(Collected data entries)
BEGIN
PR #1164, opened 2023-10-31
Fix configure set from CLI

Dhghomon:
Resolves https://github.com/edgedb/edgedb-cli/issues/1140

Currently most configure commands sent in directly from the CLI fail because the expected vs. actual types don't match. These are all simple queries under our control so seems easiest to just build a string for all of them with a cast in case of a scalar type like duration.

It also looks like clap was unhappy with ConfigBool which holds a bool, which it treats as a SetTrue action:

Argument 'value` is positional and it must take a value but action is SetTrue

https://docs.rs/clap/latest/clap/enum.ArgAction.html#variant.SetTrue

Which means that it assumes that `true` or `false` will not be following the parameter to set. You can modify the clap Command to allow this but ConfigBool itself isn't necessary either if we can just build a String and be done with it.

allow_bare_ddl is another interesting case as it feels like it's a bool but is actually an enum with the valiants AlwaysAllow and NeverAllow, so it handles the input ahead of time to let the user know which input is acceptable. Could even accept true or false on the user's end and convert it to the enum since there are only the two variants, would that be a good idea?

There could also be more input handling on the CLI side which could be nice since it doesn't require a database connection to happen first. (e.g. memory configs which have a minimum and maximum number of bytes) On Windows everything is a bit slower so connecting first to check an input always takes a few seconds. Could those be added as well or is it icky to have the CLI doing the same checks that the database then proceeds to do?

### DIFF
--- a/src/commands/configure.rs
+++ b/src/commands/configure.rs
@@ -1,41 +1,17 @@
+use std::fmt::Display;
+
 use edgeql_parser::helpers::{quote_string, quote_name};
 use crate::commands::Options;
 use crate::print;
 use crate::connect::Connection;
-use crate::commands::parser::{Configure, ConfigStr, ConfigBool};
-use crate::commands::parser::{AuthParameter};
+use crate::commands::parser::{Configure, ConfigStr, ListenPort, ListenAddresses, AuthParameter};
 
-
-async fn set_string(cli: &mut Connection, name: &str, value: &ConfigStr)
+async fn set(cli: &mut Connection, name: &str, cast: Option<&str>, value: impl Display)
     -> Result<(), anyhow::Error>
 {
-    print::completion(&cli.execute(
-        &format!("CONFIGURE INSTANCE SET {} := {}",
-            name, quote_string(&value.value)),
-        &(),
-    ).await?);
-    Ok(())
-}
-
-async fn set_bool(cli: &mut Connection, name: &str, value: &ConfigBool)
-    -> Result<(), anyhow::Error>
-{
-    print::completion(&cli.execute(
-        &format!("CONFIGURE INSTANCE SET {} := {}",
-            name, if value.value { "true" } else { "false" }),
-        &(),
-    ).await?);
-    Ok(())
-}
-
-async fn set_duration(cli: &mut Connection, name: &str, value: &ConfigStr)
-    -> Result<(), anyhow::Error>
-{
-    print::completion(&cli.execute(
-        &format!("CONFIGURE INSTANCE SET {} := <duration>{}",
-            name, quote_string(&value.value)),
-        &(),
-    ).await?);
+    let cast = cast.unwrap_or_default();
+    let query = format!("CONFIGURE INSTANCE SET {name} := {cast}{value}");
+    print::completion(&cli.execute(&query, &()).await?);
     Ok(())
 }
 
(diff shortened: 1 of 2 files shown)


fantix (approved):
I think this is good and passes manual test. Please rebase and fix the warning tho.

> Could even accept true or false on the user's end and convert it to the enum since there are only the two variants, would that be a good idea?

I'm not so sure this is good, or even allowing arbitrary upper/lower cases for enum values. We used an enum instead of true/false or 1/0 in the first place, because (I think) we chose to define precise values for unambiguity.

> There could also be more input handling on the CLI side which could be nice since it doesn't require a database connection to happen first. (e.g. memory configs which have a minimum and maximum number of bytes) On Windows everything is a bit slower so connecting first to check an input always takes a few seconds. Could those be added as well or is it icky to have the CLI doing the same checks that the database then proceeds to do?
END
Restate word for word only the lines above from the line containing "-async fn set_duration(cli: &mut" to the line containing "I'm not so sure", both of them included.

-async fn set_duration(cli: &mut Connection, name: &str, value: &ConfigStr)
-    -> Result<(), anyhow::Error>
-{
-    print::completion(&cli.execute(
-        &format!("CONFIGURE INSTANCE SET {} := <duration>{}",
-            name, quote_string(&value.value)),
-        &(),
-    ).await?);
+    let cast = cast.unwrap_or_default();
+    let query = format!("CONFIGURE INSTANCE SET {name} := {cast}{value}");
+    print::completion(&cli.execute(&query, &()).await?);
     Ok(())
 }
 
(diff shortened: 1 of 2 files shown)


fantix (approved):
I think this is good and passes manual test. Please rebase and fix the warning tho.

> Could even accept true or false on the user's end and convert it to the enum since there are only the two variants, would that be a good idea?

I'm not so sure this is good, or even allowing arbitrary upper/lower cases for enum values. We used an enum instead of true/false or 1/0 in the first place, because (I think) we chose to define precise values for unambiguity.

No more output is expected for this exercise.